# [Activity]
Check every line below for the string "working". Copy the ones that have it.

Stored data entries
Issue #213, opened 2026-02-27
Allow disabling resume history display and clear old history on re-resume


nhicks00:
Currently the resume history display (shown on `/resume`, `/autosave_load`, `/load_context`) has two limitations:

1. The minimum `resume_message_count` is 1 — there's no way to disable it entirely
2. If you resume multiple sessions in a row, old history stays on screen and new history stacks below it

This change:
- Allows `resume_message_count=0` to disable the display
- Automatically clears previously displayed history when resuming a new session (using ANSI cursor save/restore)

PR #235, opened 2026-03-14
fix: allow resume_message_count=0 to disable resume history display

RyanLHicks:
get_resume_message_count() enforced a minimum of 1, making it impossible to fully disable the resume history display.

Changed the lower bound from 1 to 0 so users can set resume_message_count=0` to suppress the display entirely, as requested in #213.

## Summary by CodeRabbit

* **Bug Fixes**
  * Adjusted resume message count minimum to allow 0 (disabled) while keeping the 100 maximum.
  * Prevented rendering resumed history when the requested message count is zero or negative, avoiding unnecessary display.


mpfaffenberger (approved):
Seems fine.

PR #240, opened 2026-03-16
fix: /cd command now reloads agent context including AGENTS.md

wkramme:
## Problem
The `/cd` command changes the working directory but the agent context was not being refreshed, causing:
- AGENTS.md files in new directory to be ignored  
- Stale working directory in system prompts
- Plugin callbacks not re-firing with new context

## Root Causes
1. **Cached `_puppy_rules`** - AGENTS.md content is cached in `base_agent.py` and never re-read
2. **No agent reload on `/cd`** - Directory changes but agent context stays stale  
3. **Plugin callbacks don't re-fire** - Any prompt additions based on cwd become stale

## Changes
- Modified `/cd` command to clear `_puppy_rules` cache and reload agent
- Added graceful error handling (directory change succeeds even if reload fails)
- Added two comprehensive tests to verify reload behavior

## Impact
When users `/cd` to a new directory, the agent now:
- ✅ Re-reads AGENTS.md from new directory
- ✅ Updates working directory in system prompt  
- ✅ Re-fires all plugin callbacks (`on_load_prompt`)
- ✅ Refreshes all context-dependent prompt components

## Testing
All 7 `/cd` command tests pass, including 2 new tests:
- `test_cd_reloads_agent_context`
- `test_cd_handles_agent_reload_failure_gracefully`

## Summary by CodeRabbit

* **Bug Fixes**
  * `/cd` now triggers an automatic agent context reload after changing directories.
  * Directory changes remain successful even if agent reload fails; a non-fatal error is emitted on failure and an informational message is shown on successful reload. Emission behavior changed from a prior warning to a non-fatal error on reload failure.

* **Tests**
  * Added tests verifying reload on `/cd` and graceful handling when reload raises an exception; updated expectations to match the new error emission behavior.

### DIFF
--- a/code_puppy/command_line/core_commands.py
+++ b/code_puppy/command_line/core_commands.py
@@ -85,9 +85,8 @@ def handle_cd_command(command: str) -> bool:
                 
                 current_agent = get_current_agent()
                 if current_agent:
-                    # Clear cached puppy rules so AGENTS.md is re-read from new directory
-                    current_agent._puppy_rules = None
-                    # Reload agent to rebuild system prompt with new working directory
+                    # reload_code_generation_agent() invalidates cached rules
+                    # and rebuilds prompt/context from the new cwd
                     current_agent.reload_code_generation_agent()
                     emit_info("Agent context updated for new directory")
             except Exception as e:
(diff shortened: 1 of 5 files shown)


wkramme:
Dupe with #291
---
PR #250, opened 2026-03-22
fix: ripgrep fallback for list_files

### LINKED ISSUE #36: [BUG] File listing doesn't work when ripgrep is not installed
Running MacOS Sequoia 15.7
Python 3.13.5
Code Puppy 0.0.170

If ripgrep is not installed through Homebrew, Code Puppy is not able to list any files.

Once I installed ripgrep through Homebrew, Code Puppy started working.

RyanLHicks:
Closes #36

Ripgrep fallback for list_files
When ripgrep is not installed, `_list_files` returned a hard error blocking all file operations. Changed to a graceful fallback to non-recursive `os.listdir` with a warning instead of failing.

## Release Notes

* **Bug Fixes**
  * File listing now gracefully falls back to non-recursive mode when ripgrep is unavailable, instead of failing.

# [Answer space]
The `/cd` command changes the working directory but the agent context was not being refreshed, causing:
- Stale working directory in system prompts
- ✅ Updates working directory in system prompt  
-                    # Reload agent to rebuild system prompt with new working directory
Once I installed ripgrep through Homebrew, Code Puppy started working.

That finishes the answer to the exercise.